* _Your goal_
Starting at the first line of the listing below and ending at the line with "PR #1164, opened 2017-12-02", copy each line exactly.

──────── Study material ────────

PR #1161, opened 2017-12-02
[1.8] Support custom context classes

rmosolgo:
Custom context classes will allow you to put a bit of logic or caching in `@context`

This also points out a change in 1.8: 

Previously, `context` was field-specific, holding references to things like `ast_node`, `irep_node`, `parent`, `object`, `value`. But now, individual fields don't get called with their own contexts. Instead, the context is provided at object-level, then shared between fields on that object. 

So, we will need (?) some API for getting that info to fields who are using it.


rmosolgo:
Those objects are readable via `extras:` in https://github.com/rmosolgo/graphql-ruby/pull/1170/commits/4d71f8e076591ce943999f1e058a4913bb9d5782, if we need to write to them, I bet we can find a way (perhaps by accepting `extras: [:field_ctx]`).

PR #1164, opened 2017-12-02
[1.8] Implement around_resolve for wrapping fields on classes

rmosolgo:
Here's a take at a field-wrapping API for class-based types. It's ok, but after the first commit, there are some issues: 

- Let's say you define a generic wrapper. How can you figure out which field it's wrapping? 
- To test:
  - Test `around_resolve` with interfaces. How does that work? 
  - Unit-test `Arguments#to_kwargs`
- Build `before_resolve` and `after_resolve` on top of this? 

cc @swalkinshaw  what do you think of this direction?


swalkinshaw:
Is the idea to replace instrumentation with this new concept? (at least as a recommendation if you're using the class-based API)

With the old instrumentation you can easily instrument *every* field/type. Doesn't that become harder with this method?

You'd have to implement an `around_resolve` in at least 3 places I think? `BaseInterface`, `BaseUnion`, and `BaseObject`. I'd think it would be ideal if it could be done once in a `BaseMember` class but that's not possible right now due `around_resolve` being specific to types with `HasFields`.

I guess there's some performance implications too? With instrumenters they run once at schema definition time. `around_resolve` would happen on every resolve call. Not sure how much that matters in reality though.

rmosolgo:
Thanks for taking a look! 

> replace instrumentation?

It serves the same purpose, but I hope to make it easier for people to understand and implement (more Rails-y). It's hard to imagine _ever_ sunsetting instrumentation, since it's been in use for so long.


> every field/type

I think only `BaseObject` is required, since Interface and Union objects are never _actually_ initialized. 

One thing that's not well-supported right now is wrapping an interface field on all objects that implement that interface. You could do 

```ruby 
class MyInterface < GraphQL::Schema::Interface 
  module Implementation 
    def self.included(obj_class) 
      obj_class.around_resolve(:field_name, :method_name) 
    end 

    def method_name
      # do stuff 
    end 
  end 
end 
```

But maybe that could be made easier somehow...

Perhaps the same thing could be said about Unions. There's no way to say "wrap every field of each object that belongs to this Union." 

Do you know of use-cases like this yet?   

> performance implications

I have the same conclusion as you, I'm not sure how much it matters in practice. FWIW, after theorygeek refactored middleware to stop capturing the block, the performance overhead from there was really reduced. So my instinct was not to worry about this one!

My first goal here is to make it easy to add these kind of customizations without learning too many  GraphQL-Ruby-specific concepts, so I hope we can cross this bridge when we get there 😬

swalkinshaw:
> Do you know of use-cases like this yet?

I don't think so. If `BaseObject` is all that's required, then that becomes a much better alternative.

Thinking about this at a higher-level and how the new class-based API would replace various instrumenters:

* query instrumentation: custom Query classes
* field instrumentation: `around_resolve` in this PR
* type instrumentation: any normal Ruby way of extending classes 😛 

Does that look correct?

I guess one slight downside to the above is you lose the idea of "instrumentation" and the single entry point. You can get the same functionality, but it's done in different ways and maybe not as obvious.

That being said, I think `around_resolve` is probably an improvement 👍 . It would kind of suck to go from nice instance methods in a class to the normal field instrumentation pattern of nested procs.

rmosolgo:
> Does that look correct?

That's definitely the idea. I'm not exactly sure how query/multiplex instrumentation will play into the class-based API. 

One _nice_ thing about alternatives to "instrumentation" is that instrumentation was already a disjoint idea, how queries had `before_` and `after_` (ok, pretty normal), but fields had `instrument(type, field)` (pretty weird). So, I wouldn't miss it too much :P

lib/graphql/schema/member/has_fields.rb
```diff
@@ -44,6 +45,34 @@ def field_class(new_field_class = nil)
           end
         end
 
+        # Call `method_name` as a wrapper around each of `field_names`.
+        # If no `field_names` are passed, `method_name` will be called around _all_ fields.
+        # @param field_names [Array<Symbol>]
+        # @param method_name [Symbol]
+        # @return [void]
+        def around_resolve(*field_names, method_name)
```
jeffcarbs: This method signature seems a bit weird. I think it would make more sense as either:
```ruby
def around_resolve(method_name, *field_names)
end

# Usage:
# around all fields
around_resolve :upcase_value
# around just the listed fields
around_resolve :upcase_value, :name, :description
```
I think even more intuitive would be to borrow from rails `around_action`:
```ruby
def around_resolve(method_name, only: nil, except: nil)
end

# Usage:
# around all fields
around_resolve :upcase_value
# around just the fields listed
around_resolve :upcase_value, only: [:name, :description]
around_resolve :upcase_value, only: :name, :description
# around all except the fields listed
around_resolve :upcase_value, except: [:name, :description]
around_resolve :upcase_value, except: :name, :description
```

rmosolgo:
I'm going to let this rest and re-investigate options like this in the context of pagination (#1359)

PR #1166, opened 2017-12-02
 nil-check should be avoided.

johnunclesam:
https://github.com/troessner/reek/issues/1276#issuecomment-348709808


rmosolgo:
Personally, I prefer as few `return` expressions as possible. If you want to apply some other preferences to this project, consider opening an issue to discuss it!

PR #1169, opened 2017-12-04
Fix(GraphQL::Schema::Field) use the GraphQL name as the hash key for arguments

### LINKED ISSUE #1168: [1.8.0.pre2] Arguments with underscores not being passed through to resolve method
I've been playing around with the new class-based API in 1.8.0.pre2, and I've run into an issue.

I have the following `MutationType`:

```
class Types::MutationType < Types::BaseObject
  field :create_user, Types::User, 'Create a new user', null: false do
    argument :first_name, String, "The user's first name", required: false
    argument :last_name, String, "The user's last name", required: false
    argument :email, String, "The user's email", required: true
    argument :about, String, 'Details about the user', required: true
  end

  def create_user(**args)
    puts args
  end
end
```

From my reading of the docs, all of the arguments above that are passed in a query should be getting passed down to `create_user` in keyword args. However when I run a mutation like so:

```
mutation {
  createUser(
    firstName: "Matt", 
    lastName: "Engledowl", 
    email: "test@test.com", 
    about: "Software developer, father, graphql/ruby enthusiast"
  ) {
    id
    firstName
    lastName
    email
  }
}
```

`puts args` results in the following in the logs:

```
{:email=>"test@test.com", :about=>"Software developer, father, graphql/ruby enthusiast"}
```

Notice that `first_name` and `last_name` did not come through. It appears that arguments that have underscores in the name aren't correctly being passed down to the method. I further confirmed this by adding more underscored arguments and more non-underscored arguments and seeing the same results.

There's another strange thing though. I was curious what would happen if I didn't use snake_case in my argument name, so I changed `first_name` to be `firstName`:

```
class Types::MutationType < Types::BaseObject
  field :create_user, Types::User, 'Create a new user', null: false do
    argument :firstName, String, "The user's first name", required: false # <-- here's the line I changed
    argument :last_name, String, "The user's last name", required: false
    argument :email, String, "The user's email", required: true
    argument :about, String, 'Details about the user', required: true
  end

  def create_user(**args)
    puts args
  end
end
```

Ran the same exact mutation, and here's what I get in the logs:

```
{:first_name=>"Matt", :email=>"test@test.com", :about=>"Software developer, father, graphql/ruby enthusiast"}
```

I'm guessing this has something to do with the code that's converting between camelCase and snake_case, but I haven't actually dove in to look.

This is on a fresh repo, ruby 2.4.0, rails 5.1.4.

rmosolgo:
Fixes #1168 

I noticed the same bug while converting the introspection schema to class-based definitions. I'll push a test before merging.

cc @mengledowl


swalkinshaw:
Oops, think this was me. Thanks 👌

rmosolgo:
Blame the maintainer for poor test coverage :P

rmosolgo:
Merged as part of #1170

PR #1170, opened 2017-12-05
[1.8] custom introspection

### LINKED ISSUE #733: Can metadata information be included in the introspection query?
I admit I haven't looked into the spec or the code much, but: one can define [metadata definitions](https://github.com/rmosolgo/graphql-ruby/blob/45a5a0f0be359060897b39f127bf4c09b41b5720/lib/graphql/define.rb) for new properties on GraphQL items. Could this be exposed in the introspection query? 

I think it'd be neat for tooling _cough_ https://github.com/gjtorikian/graphql-docs _cough_ to be able to represent this information. I am not sure if the use case is so narrow that it doesn't apply, and that's fine. I just want to open a discussion to see if it makes sense.

### LINKED ISSUE #793: Only way to override introspection types is to reassign constants
I needed to add some fields to the `__Field` introspection type. The only way to do this was to reassign `GraphQL::Introspection::FieldType`, which is triggers a warning since it's a constant reassignment.

The only way to really do it in a clean way is like this:

```ruby
GraphQLIntrospectionFieldType = GraphQL::Introspection::FieldType
GraphQL::Introspection.send(:remove_const, :FieldType)
GraphQL::Introspection::FieldType = GraphQLIntrospectionFieldType.redefine do ... end
```

It'd be great if you could optionally specify the introspection types on construction of a schema.

rmosolgo:
A beast of a PR to add custom introspection to GraphQL-Ruby 

- [x] custom types for schema introspection 
- [x] custom introspection entry points (a la `__type(name:)` & `__schema`)
- [x] custom dynamic fields (a la `__typename`)

I've added docs [here](https://github.com/rmosolgo/graphql-ruby/blob/1.8-custom-introspection/guides/schema/class_based_api.md).

Fixes #793 
Fixes #733 

Also, this includes some other interesting stuff: 

- Inheriting name & description (needs test) 
- Introspection schema totally converted to class-based API 
- `GraphQL::Schema::LateBoundType`: for referencing types by name, this could be nice to make public somehow
- `extras:` API for sneaking `:irep_node` and `:ast_node` into method resolve. Should I document that, or just let it disappear and see if anyone needs it?


spec/graphql/schema/object_spec.rb
```diff
@@ -29,6 +29,8 @@
       name_field = new_object_class.fields.find { |f| f.name == "name" }
       assert_equal "The new description", name_field.description
     end
+
+    it "inherits name and description"
```
gjtorikian: this is empty 🙊

rmosolgo: 😉 

image

rmosolgo: added, thanks for the reminder!

PR #1171, opened 2017-12-05
Fix code climate?

rmosolgo:


rmosolgo:
I'll report it to code climate, but then it's a bug in `ruby_parser`, I get the same issue when I try it locally.

PR #2093, opened 2019-02-06
Add field class-level extensions

rmosolgo:
Let's say you want to affect field resolution in the _whole schema_, this is a way to do it. 

TODO:

- [x] could the built-in Scope and Connection extensions be pushed to this system?


rmosolgo:
I'm not sure this is really necessary yet.

PR #2095, opened 2019-02-08
Fix #2085 - Ensure lists are arrays

### LINKED ISSUE #2085: input is not coerced into a list of one if there is a type error in the InputObject
**Gem Version:** v1.8.13

**Issue:** When an InputObject expects a List, but only one item is provided, it is unneccecasry to wrap the object in square brackets because it is coerced into a List of one. If there is an error in that single list item, the coercion of the object to a List of one never happens which raises an error.

**Example**

```graphql
mutation {
  productCreate(
      input: {
          id:  "gid://shopify/Product/id",
          title: "A Title", 
          variants: {
              price: 17, 
              weight: 1, 
              weightUnit: "POUNDS"
            }
        }
    ) {
    product {
      id
    }
  }
}
```

The `variants` field expects a List, but given we only have a single variant here, it should be coerced into a List of one automatically. The `weightUnit` expects an Enum value, not a String. `weightUnit: "POUNDS"` is invalid and the line should read `weightUnit: POUNDS` instead.  

The invalid input correctly raises `GraphQL::LiteralValidationError` and is rescued, but fails in the rescue block here in [lib/graphql/static_validation/rules/argument_literals_are_compatible.rb#L25](
https://github.com/rmosolgo/graphql-ruby/blob/v1.8.13/lib/graphql/static_validation/rules/argument_literals_are_compatible.rb#L25) with `undefined method 'include?' for <GraphQL::Language::Nodes::InputObject:0x00005567ad947f40>`

Because `"POUNDS"` is not a valid enum, something goes wrong and `variants` is never coerced into a List, even though `arg_defn.type.kind.list?` evaluates to true (arg_defn.type is `[ProductVariantInput!]` at the type of the error)

CC: @rmosolgo @eapache @swalkinshaw

swalkinshaw:
Lists in GraphQL can omit the square brackets if there's only one item but the validation code was assuming it would be an array.

This coerces the node's `value` to ensure it is an array.

Note: I figured there might be a more proper fix for this in a different place but it can't be in the parser since there's no knowledge of the argument's type (correct me if I'm wrong). Is there another place I'm not thinking of?

This is also branched off of `v1.8.13`. If this is acceptable, could we backport and do a new 1.8.14 release? (since master is on 1.9 now)

### DIFF
--- a/lib/graphql/static_validation/rules/argument_literals_are_compatible.rb
+++ b/lib/graphql/static_validation/rules/argument_literals_are_compatible.rb
@@ -22,7 +22,7 @@ module GraphQL
           # the same as the node we were checking here.
           matched = if arg_defn.type.kind.list?
             # for a list we claim an error if the node is contained in our list
-            node.value.include?(err.ast_value)
+            Array(node.value).include?(err.ast_value)
           elsif arg_defn.type.kind.input_object? && node.value.is_a?(GraphQL::Language::Nodes::InputObject)
             # for an input object we check the arguments
             node.value.arguments.include?(err.ast_value)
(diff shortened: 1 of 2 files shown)


rmosolgo:
:+1: Thanks for the fix, shipped in 1.8.14 and merged in to master: 0cabb4538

────────

* _Task answer_
PR #1161, opened 2017-12-02
[1.8] Support custom context classes

rmosolgo:
Custom context classes will allow you to put a bit of logic or caching in `@context`

This also points out a change in 1.8: 

Previously, `context` was field-specific, holding references to things like `ast_node`, `irep_node`, `parent`, `object`, `value`. But now, individual fields don't get called with their own contexts. Instead, the context is provided at object-level, then shared between fields on that object. 

So, we will need (?) some API for getting that info to fields who are using it.


rmosolgo:
Those objects are readable via `extras:` in https://github.com/rmosolgo/graphql-ruby/pull/1170/commits/4d71f8e076591ce943999f1e058a4913bb9d5782, if we need to write to them, I bet we can find a way (perhaps by accepting `extras: [:field_ctx]`).

PR #1164, opened 2017-12-02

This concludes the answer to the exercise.